'R100bn turnover gives Shoprite power'Comment on this story
Shoprite’s achievement of the R100 billion annual turnover mark demonstrated the size of its economies of scale, as well as its purchasing power, analysts said yesterday.
Shoprite said yesterday it had achieved double-digit growth of 10.5 percent in total turnover to R102.2bn for the year to June, surpassing the R100bn mark for the first time.
In a trading update, Shoprite said growth accelerated to 11.4 percent in the second half of the financial year, compared with a 9.7 percent gain in the first half. On a like-for-like basis, turnover increased by 5.1 percent.
Reuben Beelders, a portfolio manager at Gryphon Asset Management, said Shoprite’s turnover exceeding R100bn indicated the likelihood of increasing economies of scale.
“With over 70 percent of Shoprite’s sales being in South Africa, the purchasing power in the local economy would be significant. This power would also increase [across borders] as Shoprite operations became more established in the rest of Africa,” Beelders said.
Chief executive Whitey Basson said the sustained pressure on consumer disposable income was evident in the slowdown in sales growth at South African supermarkets, the largest division, which increased sales by 8.7 percent.
Shoprite’s 196 supermarkets outside South Africa increased sales by 26.8 percent compared with the previous year.
Taken at constant currencies, growth was 16.2 percent. Amid highly competitive market conditions, the furniture division was able to grow turnover by 12.2 percent.
Beelders maintained that the group’s turnover growth was good, in a tough operating environment.
He believed that in tough times consumers traded down and the Shoprite chain, in particular, was probably a beneficiary of this trend. The group’s South African operations grew turnover by 7.6 percent in the first half to December last year and the growth rate accelerated to 8.7 percent for the full year.
Beelders felt that the total turnover increase of 10.5 percent was a good number. Traditionally, the group’s operational gearing had resulted in a higher rate of growth in the bottom line.
“Shoprite was also well represented across living standards measures (LSMs) as opposed to other South African retailers who have a mid- to upper-LSM focus,” he said. This, in his view, made the group slightly more defensive in the difficult consumer environment, which the economy was currently experiencing.
Chris Gilmour, a retail analyst at Absa Investments, said Shoprite’s R100bn turnover was significant relative to other players in this market. “Among all the retailers, whether in the food or clothing sector, nobody else has achieved R100bn turnover,” he said.

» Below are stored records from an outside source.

Issue #555, opened 2026-09-02
Package self-contained native installers (.pkg/.msi) for silent enterprise/MDM deployment


adjohn:
## Problem

Enterprises evaluating fleet-wide rollout (Jamf, Intune, Workspace ONE, etc.) have no artifact that fits their standard silent-deployment model. The only install path today is `npm install -g @newrelic/preflight`, which assumes Node.js v22+ is already provisioned on the target machine (see README Requirements). MDM postinstall/policy scripts run unattended — they can't interactively resolve a missing or wrong Node version the way a developer running `preflight setup` by hand can. That gap, not the MDM tooling itself, is what currently blocks a true "push this to every laptop" rollout.

This is a different distribution mechanism than the Homebrew tap in #516 — Homebrew still assumes a package manager and a manually-provisioned runtime, and doesn't solve unattended fleet push either.

## Proposed approach

1. Produce a self-contained native installer per OS that bundles (or otherwise doesn't depend on a pre-provisioned) Node runtime — a signed `.pkg` for macOS, a signed `.msi`/`.exe` for Windows.
2. Wire the installer to run the existing non-interactive path under the hood: `preflight install --mode cloud --license-key ... --account-id ...`, sourcing the license key/account ID from environment variables — MDM tools already support injecting these per-device (Jamf script parameters, Intune script params/Key Vault-backed variables), so no new config plumbing should be needed there.
3. Document a per-platform deployment recipe (Jamf Policy + script parameters, Intune Win32 app/script deployment) once the artifacts exist.
4. Stretch: a lightweight fleet-verification story — confirming hooks actually activated post-install across N machines. Today's `nr_observe_health`/`doctor` diagnostics are per-machine only; there's no fleet-level rollup or drift detection.

## Priority

Medium — no reported user demand yet, but this is the concrete blocker identified when scoping "how would an enterprise deploy this fleet-wide." Building and signing native installers is real ongoing packaging/CI work (macOS notarization, Windows code-signing cert), worth prioritizing deliberately rather than as a side effect of another release.

Issue #117, opened 2026-07-10
preflight setup needs to auto-create hook files for Kiro, and ADAPTERS.md should document them


ryoryotaro:
### Summary

When setting up Preflight with Amazon Kiro, two things are missing:

1. `preflight setup` does not automatically create hook files for Kiro
2. The Kiro section in ADAPTERS.md does not mention hooks at all

### Current behavior

- `preflight setup` writes hooks to `~/.claude/settings.json` for Claude Code, but does nothing for Kiro's hook system
- The Kiro section in ADAPTERS.md only documents MCP server configuration — no mention of hook files
- Users have to manually create PreToolUse/PostToolUse hook files under `~/.kiro/hooks/`

### Expected behavior

- `preflight setup` (or `preflight install`) should detect Kiro and automatically write the hook files to `~/.kiro/hooks/`
- ADAPTERS.md Kiro section should include the hook file setup steps

### Environment

- Preflight version: 1.4.3
- Platform: Amazon Kiro (macOS)
- Node.js: v22.23.1

PR #788, opened 2026-09-19
Feat: preflight install configures every detected assistant

### LINKED ISSUE #721: preflight install should configure every detected AI assistant, not only Claude Code
## Problem

A developer who uses more than one AI coding assistant (Claude Code, Cursor, Kiro, Windsurf) has to configure Preflight once per assistant, and only one of those configurations is automated.

`preflight install` writes hooks into `~/.claude/settings.json` and registers the MCP server for Claude Code. It accepts `--license-key`, `--account-id`, `--mode`, `--project`, and the two WSL flags. It has no way to target any other assistant (`src/install/cli.ts`, the `install` command; the platform resolver at lines 73 to 134 only distinguishes native from WSL).

Every adapter already implements `getHookInstallInstructions()`, but no CLI command calls it. ADAPTERS.md says so in its maintenance note at the top, and `preflight doctor --platform <x>` tells the user to verify manually.

This came up as a public question on a LinkedIn post about Preflight: "If a single developer uses 3 different paid AI subscriptions (e.g., Claude Code, Kiro, Cursor), can a single non-interactive command automatically register hooks across all tools at once, or do we need separate installers/configuration flows?" The honest answer today is separate flows.

## Current state per assistant

| Assistant | What `preflight install` does | What the user does by hand |
|---|---|---|
| Claude Code | Merges hooks into `settings.json`, registers MCP server. Idempotent. | Nothing |
| VS Code Copilot Chat | Nothing, but VS Code reads the Claude-format hooks file by default, so the Claude Code install is picked up | Nothing, unless they also use `~/.copilot/hooks` (double capture) |
| Cursor | Nothing | Create `~/.cursor/hooks.json` with six events pointing at `preflight-collector`, add MCP server entry |
| Windsurf | Nothing | Create `~/.windsurf/hooks.json`, add MCP server entry |
| Kiro | Nothing | Add MCP server entry to `~/.kiro/settings/mcp.json`; hook files under `~/.kiro/hooks/` are undocumented (#117) |
| Amazon Q Developer CLI | Nothing | Per ADAPTERS.md |

All of these feed the same `preflight-collector` binary and the same storage directory, and one Preflight instance drains every buffer there. The runtime already treats several assistants on one machine as one developer. Only the install step does not.

## Proposal

1. `preflight install` detects which assistants are present on the machine (config directory exists: `~/.cursor`, `~/.windsurf`, `~/.kiro`, `~/.aws/amazonq`, and so on) and writes the hook file and MCP entry for each one, using the same merge-and-filter approach `mergeSettings()` and `mergeMcpConfig()` use for Claude Code, so re-running is idempotent and never clobbers a user's other hooks.
2. Add `--assistants <list>` (and `--assistants all`) to override detection, so an unattended install can pre-configure an assistant that is not installed yet. This is what a fleet script or the #555 installer would call.
3. `preflight uninstall` mirrors it, removing only Preflight's own entries from each file.
4. `preflight doctor` reports per-assistant status from the same table instead of asking the user to verify manually.
5. Move the per-assistant setup text in ADAPTERS.md to point at the command output, per that file's own maintenance note.

The hook and MCP JSON for each assistant is already written down in ADAPTERS.md, so the main work is the detection table, the file writers, and tests around the merge.

## Relationship to open issues

- #117 asks for auto-created Kiro hook files. That is one row of this table and should land as part of it, or first.
- #555 asks for signed `.pkg` and `.msi` installers for MDM rollout. Those wrap the non-interactive install command, so this issue decides what that command configures.

dyk1454683243-sudo:
## Summary

- `preflight install` now detects which AI coding assistants are present (config directory exists: `~/.cursor`, `~/.windsurf` / `~/.codeium/windsurf`, `~/.kiro`, `~/.aws/amazonq`, `~/.copilot`, `~/.factory`, `~/.gemini`, `~/.codex`) and writes hook + MCP entries for each one, not only Claude Code.
- Each file-based writer uses the same merge-and-filter semantics as Claude Code's `mergeSettings()` / `mergeMcpConfig()`: strip our previous entries, append the current ones, never clobber unrelated user hooks. Re-running is idempotent.
- `--assistants <list>` and `--assistants all` override detection so an unattended / fleet install can pre-configure an assistant that is not installed yet.
- `preflight uninstall` mirrors the table and removes only Preflight's own entries (including leftover `--assistants all` files). `--assistants cursor` restricts cleanup.
- `preflight doctor` reports per-assistant hook/MCP status from the same table (`ok` / `partial` / `missing` / `malformed`) instead of “verify manually” for those platforms.
- `docs/ADAPTERS.md` setup sections now point at the command output; installer JSON stays in each adapter's `getHookInstallInstructions()`.
- Claude Code (WSL path targeting) and Copilot (VS Code collision fix) keep their dedicated writers. Plugin-based and mcp-tools-only platforms are unchanged. No signed `.pkg`/`.msi` (#555).

Fixes #721. Includes Kiro hook-file install from #117 as one row of the table.

## Test plan

- [x] `npx jest -- src/install/assistant-install.test.ts src/install/cli.test.ts src/install/diagnostics.test.ts src/install/setup-wizard.test.ts` (358 passed)
- [x] Detection via config dirs; `--assistants` / `--assistants all` override; unknown names rejected
- [x] Merge idempotency and uninstall cleanup in temp dirs (no real `$HOME` writes)
- [x] `npm run build`
- [x] `npm run lint` / Prettier on changed files
- [ ] CI on this PR


dyk1454683243-sudo:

He said this kind of turnover would give Shoprite an advantage in scoring contractual rebates from manufacturers, which are based on selling high volumes of products. “The bigger the volume you sell the bigger the rebate, which gives a retailer buying power.”
He believed that through its good supply chain infrastructure, which included central distribution centres, “Shoprite is so big that [it is] able to get preferential deals from suppliers that other smaller retailers are not able to get”.
Gilmour said the economy was in a difficult place, particularly at the low end of the market. He said Shoprite’s local sales numbers were not a surprise because it operated in that end of the market. “The ability to spend in this part of the economy has been squeezed by other expenses, including debt,” he said.
Shoprite’s shares gained 2.96 percent to close at R163.05 on the JSE yesterday.